[Material for the task Boundary: Start]
Issue #1019, opened 2022-01-17
Ability to not stack columns block on mobile doesn't work with border styles 


laurelfulford:
In WordPress 5.9, there is now an option not to stack the columns block on mobile.

While I don't think this needs to work with our column reordering styles (perhaps they can only be applied when this is not turned on), it needs to work with our column border styles -- right now, the borders move to the bottom even when the columns are not stacked: 

![image](https://user-images.githubusercontent.com/177561/149816252-9a762942-47e8-4e9b-9efb-c9aa2b30861e.png)

PR #1020, opened 2022-01-17
Update Column Block styles for WordPress 5.9.

### LINKED ISSUE #1018: Column block spacing changed in 5.9
This may be something we need to address in the theme as well as the blocks:

In WP 5.9 the spacing on the column block changed.

This is noticable because the gutter between columns has increased. 

It also causes the columns to be slightly "offset" when you use the block styles to reorder the columns on desktop - the first column is too far to the left. In the screenshot below, the second column block has the 'Move first column to second' style applied:

image

Edited to add: the border style also looks a bit "off" with this update -- the border 

image

image

laurelfulford:
### All Submissions:

In the Newspack Blocks suite, we have some column block styles that:

1. Update the default column block styles, to not wrap until they hit the mobile breakpoint.
2. Allow you to add borders to the columns.
3. Allow you to reorder the columns on desktop.

Changes coming in WP 5.9 to add the option to not wrap columns on mobile have overridden some of our own styles. This PR hopefully sorts them out and gets them working again, without causing issues in 5.8.

Closes #1018 and #1019

This will be easiest to test if you can work with two test sites and compare them: one running WordPress 5.8.X, and the other running the 5.9 RC.

1. In the test site running 5.9 RC, copy [this test content](https://github.com/Automattic/newspack-blocks/files/7885188/columns-59.txt) to the editor, or add a bunch of column blocks with different settings. Change the page you test to use the one column wide template.
2. In the test site running 5.8.X, copy [this test content](https://github.com/Automattic/newspack-blocks/files/7885189/columns-58.txt) to the editor, or add a bunch of column blocks with different settings. Change the page you test to use the one column wide template.
3. Apply this PR to both sites and run `npm run build`.
4. Apply this theme PR to both sites and run `npm run build` - it updates a couple styles in the theme: https://github.com/Automattic/newspack-theme/pull/1670
5. View and compare both posts at different breakpoints. Things to look for include:

* Making sure the columns block doesn't wrap on mobile when its set not to on the 5.9 site.
* That the columns styles and spacing look consistent between the different sections.
* That the border styles and spacing look consistent between the different sections.

Here are some examples of how things should look:

**WordPress 5.9**

Regular columns:
image

"Don't stack on mobile" setting (the first column doesn't have this checked, and the second one does)

image

Reordered blocks: 

image

Columns blocks with borders: 

image

**WordPress 5.8**

Regular columns:
image

Reordered columns:

image

Columns with borders: 

image

6. Review things in the editor and make sure things look fairly consistent between the two versions.

### Other information:

### DIFF
--- a/src/block-styles/core/columns/editor.scss
+++ b/src/block-styles/core/columns/editor.scss
@@ -40,7 +40,7 @@
 					bottom: 15px;
 					content: '';
 					position: absolute;
-					right: -20px;
+					right: -18px;
 					top: 15px;
 				}
 
--- a/src/block-styles/core/columns/editor.scss
+++ b/src/block-styles/core/columns/editor.scss
@@ -37,11 +37,11 @@
 
 				&::after {
 					border-right: 1px solid $color__border;
-					bottom: 0;
+					bottom: 15px;
 					content: '';
 					position: absolute;
-					right: -30px;
-					top: 0;
+					right: -20px;
+					top: 15px;
 				}
 
 				&:nth-child( odd )::after {
--- a/src/block-styles/core/columns/editor.scss
+++ b/src/block-styles/core/columns/editor.scss
@@ -3,7 +3,7 @@
 
 .wp-block-columns {
 	@include media( mobile ) {
-		&[class*='is-style-first-col-to'] [data-type='core/column']:first-child {
+		&[class*='is-style-first-col-to'] [data-type='core/column'] {
 			margin-left: 2em;
 		}
 
--- a/src/block-styles/core/columns/editor.scss
+++ b/src/block-styles/core/columns/editor.scss
@@ -3,18 +3,15 @@
 
 .wp-block-columns {
 	@include media( mobile ) {
-		&[class*='is-style-first-col-to'] [data-type='core/column'] {
-			margin-left: 46px;
+		&[class*='is-style-first-col-to'] [data-type='core/column']:first-child {
+			margin-left: 2em;
 		}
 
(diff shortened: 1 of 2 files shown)


miguelpeixe (changes requested):
I can still see some significant differences between 5.9 and 5.8, here's what I've identified:

| 5.9 RC2 | 5.8 | Comment |
| - | - | - |
| image | image | Grid is not behaving the same on equal viewport |
| image | image | Difference in grid also causing a border out of place |
| image | image | Flex gap disrupting border alignment |
| image | | Column containers have bigger margin between them, which doesn't occur on 5.8 |

dkoo:
I'm not seeing the same thing as @miguelpeixe. I found it difficult to compare apples to apples with two different sets of content, so what I did was to paste both sets of content into a single post on both 5.8 and 5.9 sites.

* [5.9 test site](https://vivacious-shark.jurassic.ninja/2022/01/18/columns-test/)
* [5.8 test site](https://equivalent-lynx.jurassic.ninja/2022/01/18/columns-test/)

With both sites using the same content, it's easier to see that the styles match well across both WP versions. The main differences I see are:

- The "Don't stack on mobile" columns do stack in WP 5.8 (as expected, since this is a new feature in 5.9)
- Slight differences in spacing in the editor, but not on the front-end

@miguelpeixe can you review these two test sites and let us know what you see?

miguelpeixe (approved):
I'm sorry about that! I was not on 5.9 RC2's Gutenberg. I now can confirm that the columns are behaving as expected!

laurelfulford:
Thank you @miguelpeixe and @dkoo! 🙌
[Material for the task Boundary: End]
#### Exercise directions
Wherever a line in the entries above holds "desktop", copy that line.

#### Expected output
It also causes the columns to be slightly "offset" when you use the block styles to reorder the columns on desktop - the first column is too far to the left. In the screenshot below, the second column block has the 'Move first column to second' style applied:
3. Allow you to reorder the columns on desktop.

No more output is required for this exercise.